Cette enquête impartiale et critique sur le détail des faits ne suffit pourtant pas encore à l’historien. Il faut qu’il ait une philosophie, c’est-à-dire une conception générale des choses, qui le dirige dans l’étude des faits particuliers. Il reproche quelque part à Timée de manquer de philosophie[1]. La philosophie que réclame Polybe n’est d’ailleurs pas celle de telle ou telle secte spéciale : c’est plutôt un ensemble de vues générales sur les lois qui gouvernent l’enchaînement des faits historiques. On parle quelquefois de son stoïcisme, de ses relations avec Panétios[2]. Il y a quelque vérité dans ces indications ; mais il ne faut pas en exagérer la valeur. L’esprit philosophique, tel que l’entend Polybe, n’est le prisonnier d’aucune secte ; il se réduit à quelques notions très importantes, mais très simples, qui sont plutôt la marque d’une intelligence vraiment scientifique que celle d’un adepte du stoïcisme éclectique de Panétios ou de tout autre.

Ces notions directrices sont les unes plutôt théoriques, et les autres plutôt des conséquences des premières, transportées dans le domaine de l’histoire.

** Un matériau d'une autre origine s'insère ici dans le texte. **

PR #561, opened 2023-06-05
WIP: Temp logical clusters support

MikeSpreitzer:
## Summary
This is not a real PR, it is just a thing that makes it easy to identify the work in the `temp-logical-clusters-support` branch.

## Related issue(s)

Fixes #

/cc @ezrasilvera 
/cc @effi-ofer 
/cc @andreyod


pkg/apis/edge/v1alpha1/logical-cluster.go
```diff
@@ -0,0 +1,106 @@
...
+type LogicalClusterSpec struct {
+	// ProviderType is the type of the provider of the cluster.
+	// +kubebuilder:validation:XValidation:rule="self == oldSelf",message="cluster is immutable"
+	ProviderType ClusterProviderType `json:"ProviderType"`
+
+	// ProviderName is the name of the provider of the cluster.
+	// +kubebuilder:validation:XValidation:rule="self == oldSelf",message="cluster is immutable"
+	ProviderName string `json:"ProviderName"`
+
+	// ClusterName is the name of the logical cluster this workspace is stored under.
```
MikeSpreitzer, line 62: Is "workspace" here a typo?

pkg/apis/edge/v1alpha1/logical-cluster.go
```diff
@@ -0,0 +1,106 @@
...
+package v1alpha1
+
+import (
+	metav1 "k8s.io/apimachinery/pkg/apis/meta/v1"
+)
+
+type ClusterProviderType string
+
+const (
+	KindProviderType ClusterProviderType = "kind"
```
MikeSpreitzer, line 26: I think the set of provider types should not be fixed in this repo.  External repos should be able to supply additional provider types.

pkg/apis/edge/v1alpha1/logical-cluster.go
```diff
@@ -0,0 +1,106 @@
...
+
+// LogicalClusterSpec describes a cluster.
+type LogicalClusterSpec struct {
+	// ProviderType is the type of the provider of the cluster.
+	// +kubebuilder:validation:XValidation:rule="self == oldSelf",message="cluster is immutable"
+	ProviderType ClusterProviderType `json:"ProviderType"`
+
+	// ProviderName is the name of the provider of the cluster.
+	// +kubebuilder:validation:XValidation:rule="self == oldSelf",message="cluster is immutable"
+	ProviderName string `json:"ProviderName"`
```
MikeSpreitzer, line 60: Surely additional information is generally needed beyond type and name, such as client credentials and network endpoint.  How do those come in?

pkg/logical-cluster-manager/cluster-manager-controller.go
```diff
@@ -0,0 +1,244 @@
...
+	kubeconfig       *string
+	ctx              context.Context
+	clusterclientset edgeclient.Interface
+	clusterInformer  v1alpha1.LogicalClusterInformer
+	queue            workqueue.RateLimitingInterface
+}
+
+func NewController(
+	kubeconfig *string,
+	ctx context.Context,
```
MikeSpreitzer, line 49: If I understand correctly, in the Kube world, if not the go world, there is a strong preference to make the context be the first parameter.

pkg/logical-cluster-manager/cluster-manager-controller.go
```diff
@@ -0,0 +1,244 @@
+package clustermanager
```
MikeSpreitzer, line 1: You will want the usual boilerplate in these files, as soon as they appear in public.

pkg/logical-cluster-manager/cluster-manager-controller.go
```diff
@@ -0,0 +1,244 @@
...
+
```
MikeSpreitzer, line 2: I think it would be helpful to have a brief comment here outlinine what this controller does.

pkg/logical-cluster-manager/cluster-manager-controller.go
```diff
@@ -0,0 +1,244 @@
...
+const (
+	opAdd    op = "Add"
+	opUpdate op = "Update"
+	opDelete op = "Delete"
+)
+
+type queueItem struct {
+	op  op
+	key any
+}
```
MikeSpreitzer, line 37: This is a very unusual controller design.  The usual controller design puts into the work queue only object references.  And I do not mean pointers, I mean namespace (if applicable) and name.  That was the workqueue guarantees that only one worker is working on a given object at a time.  If you put more fine grained information in the work queue entries then (a) it may not be the latest by the time it is dequeued and processed and (b) it can cause concurrent work to be done on the same object.

pkg/logical-cluster-manager/cluster-manager-controller.go
```diff
@@ -0,0 +1,244 @@
...
+	var err error
+
+	newClusterConfig := key.(*v1alpha1apis.LogicalCluster)
+	clusterName := newClusterConfig.Spec.ClusterName
+
+	provider := clusterproviderclient.GetProviderClient(newClusterConfig.Spec.ProviderType, newClusterConfig.Spec.ProviderName)
+
+	// Update status to NotReady
+	newClusterConfig.Status.Phase = v1alpha1apis.LogicalClusterPhaseNotReady
+	_, err = c.clusterclientset.EdgeV1alpha1().LogicalClusters().Update(ctx, newClusterConfig, v1.UpdateOptions{})
```
MikeSpreitzer, line 160: What does a client that queries the status before this line runs get?  How/why is that semantically different from LogicalClusterPhaseNotReady?

MikeSpreitzer:
A design outline would be helpful.

I see that for the `kind` type of provider, the "provider name" is not used.  Is there a vision for how it would be used for other types of provicers?

pkg/apis/edge/v1alpha1/logical-cluster.go
MikeSpreitzer: I also think that we should not be trying to build a big binary that supports many types of providers.  Could we instead say that each provider type comes with its own controller image?

MikeSpreitzer:
I see that in sig-cluster-lifecycle, they acknowledge two styles of management: those that are created and deleted through their API, and those that are primarily managed through another API and visible through their API.  I think this is a sensible approach.

pkg/logical-cluster-manager/cluster-manager-controller.go
```diff
@@ -0,0 +1,244 @@
...
+		return false
+	}
+
+	// No matter what, tell the queue we're done with this key, to unblock
+	// other workers.
+	defer c.queue.Done(i)
+
+	//ES: not sure we should treat all errors in the same way (queue back)
+	if err := c.process(ctx, i.(queueItem)); err != nil {
+		runtime.HandleError(fmt.Errorf("%q controller didn't sync, err: %w", controllerName, err))
```
MikeSpreitzer, line 141: A retry is not an un-handled error.

Also: https://kubernetes.slack.com/archives/C0EG7JC6T/p1686033859701419

pkg/mcclient/mcclient.go
```diff
@@ -0,0 +1,158 @@
...
+	"k8s.io/apimachinery/pkg/runtime/schema"
+	"k8s.io/client-go/rest"
+	"k8s.io/client-go/tools/cache"
+	"k8s.io/client-go/tools/clientcmd"
+	log "k8s.io/klog/v2"
+
+	"github.com/kcp-dev/edge-mc/pkg/apis/edge/v1alpha1"
+	ksclientset "github.com/kcp-dev/edge-mc/pkg/client/clientset/versioned"
+	ksinformers "github.com/kcp-dev/edge-mc/pkg/client/informers/externalversions"
+	mcclient "github.com/kcp-dev/edge-mc/pkg/mcclient/clientset"
```
MikeSpreitzer, line 22: While this is well-defined in golang, in my opinion it is confusing to define an import package to have the same name as appears in the `package` statement.

pkg/mcclient/mcclient.go
```diff
@@ -0,0 +1,158 @@
...
+	clientsets map[string]*mcclient.Clientset
+	lock       sync.Mutex
+}
+
+func (mcc *multiClusterClient) Cluster(name string) mcclient.Interface {
+	mcc.lock.Lock()
+	defer mcc.lock.Unlock()
+	clientset, ok := mcc.clientsets[name]
+	if !ok {
+		//TODO change to ClusterOrDie and panic? return an error?
```
MikeSpreitzer, line 46: Return an error here.  Handling should be the client's decision.

pkg/mcclient/mcclient.go
```diff
@@ -0,0 +1,158 @@
...
+		clusterLW[cluster] = listwatch.ClusterListWatch(config, gv, resource, namespace, optionsModifier)
+	}
+	return listwatch.NewCrossClusterListerWatcher(clusterLW)
+}
+
+var client *multiClusterClient
+
+// NewMultiCluster creates new multi-cluster client and starts collecting cluster configs
+func NewMultiCluster(ctx context.Context, managerConfig *rest.Config) (KubestellarClusterInterface, error) {
+	if client != nil {
```
MikeSpreitzer, line 78: You probably want to make this to be safe for concurrent use.

pkg/mcclient/mcclient.go
```diff
@@ -0,0 +1,158 @@
...
+	clusterInformer := clusterInformerFactory.Edge().V1alpha1().LogicalClusters().Informer()
+
+	clusterInformer.AddEventHandler(cache.ResourceEventHandlerFuncs{
+		AddFunc: func(obj interface{}) {
+			clusterInfo, ok := obj.(*v1alpha1.LogicalCluster)
+			if !ok {
+				log.Error("unexpected object type. expected LogicalCluster")
+				return
+			}
+			go mcc.handleAdd(clusterInfo)
```
MikeSpreitzer, line 106: Because this directly uses goroutines rather than running the object references through a work queue, this can cause concurrent goroutines working on the same cluster.

Also, by the time the forked handleAdd starts working on a given cluster, it might already be deleted.  Similarly, by the time a forked handleDelete starts working on the cluster, it might have been added again.

pkg/mcclient/listwatch/listwatch.go
```diff
@@ -0,0 +1,108 @@
...
+		log.Infof("--- Whatch for cluster: %s", clusterName)
+		clusterWatch, err := lwForCluster.Watch(options)
+		if err != nil {
+			return nil, fmt.Errorf("Watch for cluster %s failed: %w", clusterName, err)
+		}
+
+		go func(clusterName string) {
+			for {
+				select {
+				case <-context.Background().Done(): //TODO: pass the ctx as param?
```
MikeSpreitzer, line 42: (1) https://github.com/kubernetes/client-go/blob/v0.27.2/tools/cache/listwatch.go#L39 takes no context, so I think you want to follow suit.

(2) `context.Background()` is never done.

(3) You might want an early-out for other reasons, such as https://github.com/kcp-dev/edge-mc/pull/561/files#r1220068089

pkg/mcclient/listwatch/listwatch.go
```diff
@@ -0,0 +1,108 @@
...
+	return clw
+}
+
+func (clw *CrossClusterListerWatcher) Watch(options metav1.ListOptions) (watch.Interface, error) {
+	combinedCh := make(chan watch.Event)
+	for clusterName, lwForCluster := range clw.clusterListWatch {
+		log.Infof("--- Whatch for cluster: %s", clusterName)
+		clusterWatch, err := lwForCluster.Watch(options)
+		if err != nil {
+			return nil, fmt.Errorf("Watch for cluster %s failed: %w", clusterName, err)
```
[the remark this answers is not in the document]
ezrasilvera: this is just an initial place holder / overall flow for the multi-cluster operations (List() & Watch()) , we are planning to refactor the whole error handling of this 
We also plan to update the Watch() and not use only the clusters that exist  when Watch() was called.

effi-ofer:
General comment - this branch is still a bit of a work in progress and hence the separate branch.  We delivered early to be agile and so everybody can have a look at what we are working on but please don't expect perfection just yet :)  @MikeSpreitzer thanks for your the insightful comments.  We'll be going over them in the next day or two (or spill into next week if we are slow) and will answer each in turn as we get to it.

pkg/apis/edge/v1alpha1/logical-cluster.go
effi-ofer: We are creating a separate resource for the provider.  The first drop is in https://github.com/kcp-dev/edge-mc/pull/566 and the full provider information is yet to be finalized.

pkg/mcclient/mcclient.go
andreyod: If we return an error here then something like `mcclient.Cluster("cluster1").KS().EdgeV1alpha1()...` will not compile and the client will have to first check the error from `mcclient.Cluster`
Also the current clustered clientset code [panics on error](https://github.com/kcp-dev/edge-mc/blob/main/pkg/client/clientset/versioned/cluster/clientset.go#L74)

pkg/mcclient/mcclient.go
andreyod: Done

À ses yeux, l’utilité fondamentale de l’histoire réside dans la découverte des causes qui relient les événements les uns aux autres. Si les faits historiques étaient l’effet d’une volonté capricieuse ou d’un hasard inintelligible, la connaissance du passé serait inutile. Ce qui fait que l’histoire est un enseignement, c’est que les faits particuliers dont elle présente le tableau dans le passé sont liés entre eux par des rapports de cause à effet qui ont une valeur permanente et qui intéressent l’avenir comme

  1. Polybe, XII, 23, 6 (ἀφιλόσοφος).
  2. Cf. Susemihl, II, p. 96 et suiv.